Alexandria’s Terrence Jennings fought his way to Olympic bronze in London.
Olympic teakwondo – Terrence Jennings
Terrence Jennings
When Terrence Jennings signed up for his first taekwondo lesson at age 10, being an Olympic athlete wasn’t really on his radar; he had other goals. Mostly, he was focused on becoming like his heroes, the Teenage Mutant Ninja Turtles. It was a video of the iconic cartoon crime fighters at a Landmark Mall kiosk promoting a new taekwondo school in Alexandria, that caught Jennings’ eye and so, with his mother’s approval, he enrolled in classes to learn the martial art. Within months, former Olympian Patrice Remarck arrived at the school and recruited Jennings for Olympic-style taekwondo classes. That was nearly 15 years ago. This summer, the 25-year-old Alexandria native will compete at the 2012 Olympic Games in London.

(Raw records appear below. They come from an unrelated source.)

PR #875, opened 2021-12-11
create first script page

titusfortner:
The example code on the main docs page is more complicated than I think we should be showing right off. I've replaced it with a trivial example that's easy to look at, but maybe I've gone too far the other way?

The code to do a Google search I moved to a "first script" page so that we can put the commands in context of what kind of interaction it is. I'm doing this part now and holding off on all other code examples, mostly to provide structure for how I'm organizing other pages in browser & element sections.

### DIFF
--- a/website_and_docs/content/documentation/webdriver/getting_started/first_script.en.md
+++ b/website_and_docs/content/documentation/webdriver/getting_started/first_script.en.md
@@ -1,0 +1,324 @@
+---
+title: "Writing your first Selenium script"
+linkTitle: "First Script"
+weight: 3
+description: >
+    Step-by-step instructions for constructing a Selenium script
+---
+
+Once you have [Selenium installed]({{< ref "install_selenium_library.md" >}}) and
+[Drivers installed]({{< ref "install_drivers.md" >}}), you're ready to write Selenium code.
+
+Everything Selenium does is send the browser commands to do something or send requests for information.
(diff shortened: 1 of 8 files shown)


website_and_docs/content/documentation/webdriver/getting_started/first_script.en.md
```diff
@@ -0,0 +1,203 @@
...
+    // 7. End the session
+    driver.quit()
+}
+{{< /tab >}}
+{{< /tabpane >}}
+
+{{% pageinfo color="warning" %}}
+Coming soon:
+* Link to advanced code with a complex form filling example
+  {{% /pageinfo %}}
```
diemol: I would remove this, I see "coming soon" comments as something we might never have :)

diemol (changes requested):
This is nice, thanks!
I left a comment, but aside from that, 👍

titusfortner:
Quick note...

All the code comments have been frustrating me for a few reasons:
1. They are duplicated everywhere in our examples
2. They don't lend themselves well to translation
3. My  IDE sees Ruby & Python comments `#` as headers of `*.md` files, rather than code comments, so I can't collapse sections in a way that makes it easy to work with.

My solution here was to have a bunch of different tabbed sections, explaining each item separately. Ideally we can refer back to this example or some such rather than duplicating things everywhere. The full script (sans comments) is at the end.

PR #877, opened 2021-12-12
Move wiki content to docs

titusfortner:
Looking to clean up the wiki a bit by moving content to documentation.

There were 65 articles. I just outright deleted 3 that didn't add any value.
I think we can just delete this one rather than move it: https://github.com/SeleniumHQ/selenium/wiki/Continuous-Integration

This PR contains the content of 11 others. Many of our wiki articles are 10 years old, so most of the content is going into the "Legacy" documentation.

I added "Previously located" link for where I'm copying the article from. That probably isn't necessary.
The thought was to update the wiki with a link to where the content has move, like this:
https://github.com/SeleniumHQ/selenium/wiki/InternetExplorerDriver

So, I managed to address about a quarter of the wiki articles, which isn't nothing, but was definitely tiring.

Oh, and I don't think we need to translate anything that's in Legacy section. Maybe should for the Test Practices ones?


diemol:
No, I do not think Legacy needs translations.

diemol (approved):
Thank you, @titusfortner!

Will you remove the Wiki page you mentioned and also add links in the Wiki to the new pages in the docs?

The road to London has been long, and has taken Jennings up and down the East Coast and beyond America’s shores. Of course, he admits, “It’s not cheap—travel to national tournaments, qualifiers, little tournaments, international tournaments—that was all funded by my parents.” Fortunately, his parents, a retired supermarket clerk and a metro bus driver, were willing to make some sacrifices for their son—under one condition: “My mom always told me, ‘You made a decision to start this, you’re going to finish it.’” The 2004 T.C. Williams High School grad now sees the Olympics as a chance to hold up his end of the deal, and give back to his parents. “Just to be able to show them that all this time has paid off, for them to be able to say, ‘My son is an Olympian,’ that means so much. I owe them my world.”
Jennings’ first real breakthrough came in 2003 when, as a Junior National Team member, he won a silver medal at the Junior Pan American Games in Rio. That was when the Olympics became more than just a small dot on a distant horizon. By that time, he says, “I knew the process. I knew how the qualifiers worked and what I had to do. When I was younger [and thought about the Olympics] it was more like, ‘Oh I wish.’ In ’03 it was like, ‘I see this.’” However, the 2004 Olympic Games didn’t include the bantamweight division—the weight class he was fighting in at the time. Jennings would have to wait four years and grow into the featherweight division (for athletes under 149.9 pounds) for an opportunity to compete on his sport’s biggest stage.
After graduating from high school, Jennings attended Northern Virginia Community College and balanced schoolwork with odd jobs to fund his training, while keeping his sights set on Beijing. But at the beginning of 2008 Jennings suffered a knee injury—a torn meniscus—before the first Olympic trials. He returned from surgery and rehab to compete in the second Olympic trials at the end of the year, but another torn meniscus—this time in his other knee—ended any hopes of competing in China.
However, Jennings was not about to leave the sport to which he had committed most of his life. Instead, he remembers, “I was more aggressive with my recovery the second time. I knew exactly the amount of time it would take, exactly the rehab techniques, exactly the pain I was going to feel, and my mindset was sort of, ‘If I can recover from this once, I can do it again.’” Two injuries in one year, multiple surgeries and months of rehab did affect his fighting. He found that after 2008, he could no longer rely solely on raw power and athleticism to compete at a world-class level. Instead, he says, “I had to learn, for instance, when to slow the pace of a fight down, when to speed it up. In a weird way, those injuries kind of advanced me [technique-wise] in the sport.”
Last year, Jennings moved to Miami to train full-time with members of the U.S. National and Junior National Taekwondo teams, supported in part by USA Taekwondo. Today, he’s on top of his game, and his goal is to climb to the top of the podium come August. “I always feel like I have something to prove. The guy I beat to qualify [Texas native Mark Lopez] got silver last time, so he set the bar pretty high. Now I want no less than gold.”
Expectations aside, London 2012 won’t be the finale for Jennings; instead, he views it as just another test. Once the 2012 games conclude, his training will continue. “Whatever day my coach says to be back in the gym, I’ll be back. And good or bad, I’ll forget everything and start preparing for 2016.”
UPDATE: Jennings won a bronze medal in the featherweight class. He lost his first round fight 8-6 to world number one Servet Tazegul, from Turkey, who went on to win the gold medal, but beat Ukraine’s Hryhorii Husarov 3-2 and Brazil’s Diogo Silva 8-5 to take bronze. Congratulations Terrence!